=== Aim of the task ===
In the records below, find the line containing "Allows for managing state externally."; copy exactly that line and all lines after it to the end, and nothing else.

Stored data:
..............................
PR #2214, opened 2022-11-01
Export state from dataset module

ritch:
Allows for managing state externally.

See [here](https://github.com/voxel51/fiftyone/pull/2214/files#diff-df67c1016008538fab6072e014adc3a196aeb28234134be32382edf99f41c043R41) for example usage.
..............................
=== Exercise result ===
Allows for managing state externally.

See [here](https://github.com/voxel51/fiftyone/pull/2214/files#diff-df67c1016008538fab6072e014adc3a196aeb28234134be32382edf99f41c043R41) for example usage.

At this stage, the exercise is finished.